# Renovating the barn...a rotten vertical support beam



## Scalloway (Feb 2, 2011)

Anyone have advice on how I can replace the second floor of an 8"x10" barn vertical support beam? This has two floors and on the first floor, the lower half of this beam appears to be damage free, but upstairs it is totally rotted and decayed. The roof was replaced a year ago, but the beam never adjusted. Now it is in a bad condition and won't last much longer. How can I support the upper horizonal beams that hold up the roof and the third floor while I replace the rotten vertical? I would hate to see this barn collapse on my head. Thanks.


----------



## Gary Beasley (Jan 21, 2009)

You need a jack post, similar to this
http://www.homedepot.com/h_d1/N-5yc...splay?langId=-1&storeId=10051&catalogId=10053


----------



## woodnthings (Jan 24, 2009)

*Construction Tip?*

Surprised it's not covered in your link:
Link Removed per above - For home improvement, *construction tips*, and instanst access to much more!


----------



## Firewalker (Jan 3, 2011)

Hahahahahahaha:laughing:


----------



## GeorgeC (Jul 30, 2008)

It is not an easy project and certainly has safety implications.
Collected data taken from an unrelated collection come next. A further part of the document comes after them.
PR #617, opened 2021-02-17
chore: print sha256sum only in release script

enocom:
When running the `sha256sum --binary` command with input from standard
in, the output is:

$SHA_HERE *-

As noted in the man page for sha256sum, the asterix indicates "binary
mode." The trailing dash means standard in.

This commit removes the extraneous information such that only the SHA
will be printed in the final output.

See https://unix.stackexchange.com/questions/487028/print-sha-sums-without-at-the-end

You will have to support the roof while you remove the existing post and replace it. 

It is similar to removing a weight bearing wall and replacing it with a beam.

If you google "removing weight bearing wall" you will get numerous hits that describe this process. You will just have to modify to fit your needs. It will also depend upon the construction of the second story floor and roof structure. You may need to use two "jacks" to hold the roof while you replace the post.

You may need to reinforce the floow where you will be placing the jacks.

George


----------



## dwendt1978 (Mar 13, 2010)

We did this on my old barn. Built in 1881 and is a 60' x 63' and about 30 feet tall at the peak.

We had a corner beam 12" x 12" about 20' tall that was completly destroyed. We used mono post to support the large overhead beam then removed the rotten one and put the new one in place. It isn't the fancy peg system that the Amish used but it works.

I must also mention, it was scary as hell. She made alot of noise.


----------